A votre avis, Zohra Bitan est-elle une dissidente, ou une musulmane « modérée », ou peut-être un modèle d’intégration, si ce mot a encore un sens dans la France multiculturelle actuelle ?

Zohra est une Française, qui se sent de souche parce qu’elle a fait sienne l’Histoire de France et qu’elle vibre au vase de Soissons et à la Pucelle d’Orléans. Elle est laïque partout et musulmane pratiquante dans le privé. « Musulmane modérée » est une appellation qui vient de l’extérieur. L’islam est plus qu’une religion, c’est une appartenance qui dit bien son nom : soumission. Vus de l’intérieur, les musulmans laïques, pour qui la foi appartient au domaine intime, comme la sexualité, sont de mauvais musulmans. Il faut un immense courage pour affirmer que la femme est l’égale de l’homme, quand le dogme stipule exactement le contraire et qu’il prévoit des sanctions sévères.

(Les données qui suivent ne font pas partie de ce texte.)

PR #1029, opened 2026-06-19
[BIT-8763] New Crash Reporter Crate (MVP)

ArielDemarco:
# Overview
- New crate to do cross-platform crash handling
- Handle `NSException`s and persist them using `mmap`


platform/crash/src/previous.rs
```diff
@@ -0,0 +1,293 @@
...
+  }
+}
+
+fn parse_nsexception(raw: &RawNSExceptionPayload) -> NSExceptionCrashInfo {
+  NSExceptionCrashInfo {
+    name: raw.name,
+    reason: raw.reason,
+    call_stack: parse_nsexception_call_stack(&raw.call_stack),
+  }
+}
```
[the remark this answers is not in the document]
ArielDemarco: I like the feedback; but I dont like the solution; probably, if it's corrupted, it's better to just zero the name/reason instead.

platform/crash/src/coordinator.rs
```diff
@@ -0,0 +1,154 @@
...
+    }
+  }
+
+  pub(crate) const fn previous_crash_state(&self) -> &PreviousCrashState {
+    &self.previous_crash_state
+  }
+}
+
+#[cfg(test)]
+mod tests {
```
snowp: Typically we put the test files in a separate mod, you can try pulling in the Rust guidelines here https://github.com/bitdriftlabs/ai-instructions

platform/crash/src/monitors/nsexception.rs
```diff
@@ -0,0 +1,314 @@
...
+}
+
+fn previous_handler() -> Option<ExceptionHandler> {
+  let previous = PREVIOUS_HANDLER.load(Ordering::Acquire);
+  if previous == 0 {
+    None
+  } else {
+    Some(unsafe { std::mem::transmute::<usize, ExceptionHandler>(previous) })
+  }
+}
```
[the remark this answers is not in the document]
ArielDemarco: Clippy already passes here, and changing this would be a cleanup rather than a functional fix. I'd prefer to do a more deliberate handler-storage cleanup instead of just swapping cast patterns. But doesn't seem necessary right now.

.github/workflows/crash_reporter.yaml
```diff
@@ -0,0 +1,75 @@
...
+        id: crash_check
+        run: |
+          ./ci/files_changed.sh '^(platform/crash/|Cargo\.toml$|Cargo\.lock$|Cargo\.Bazel\.lock$|MODULE\.bazel$|MODULE\.bazel\.lock$|\.cargo/|\.github/workflows/crash_reporter\.yaml$)'
+        continue-on-error: true
+
+      - name: Determine if tests should run
+        id: check_changes
+        run: |
+          crash_status="${{ steps.crash_check.outputs.check_result }}"
+
```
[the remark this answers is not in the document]
ArielDemarco: wrong; the mismatch you pointed out does not exist in the current file.

platform/crash/src/monitors/nsexception.rs
```diff
@@ -0,0 +1,314 @@
...
+
+#[cfg(test)]
+mod tests {
```
mattklein123: nit: we have a convention that tests go in a parallel test file for rust. In general make sure your agent is pointing to the rust instructions in here: https://github.com/bitdriftlabs/ai-instructions. Have it go through and do a pass on the PR.

mattklein123 (changes requested):
Nice, glad to see this happening.

Can you take a quick pass to adhere to the rust instructions and also add more comments and then I can take a real look? Thanks.

platform/crash/src/monitors/nsexception.rs
ArielDemarco: oh, wasn't aware of this! will take a look

platform/crash/src/schema.rs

Zohra est à la fois une dissidente vis-à-vis des islamistes qui interprètent le dogme avec la rigueur qui sied à leur soif de pouvoir, et un modèle d’intégration dont la France peut s’enorgueillir, même si ses dirigeants ont cassé le moule et font tout ce qu’ils peuvent pour qu’on ne puisse pas le reconstituer. Je crois qu’elle aurait fait une présidente de la république formidable et je suis présidente de son fan club.

Liliane Messika, Zohra Bitan, Une Grande Gueule made in France, éditions Jean-Cyrille Godefroy, 2022, 212 pages.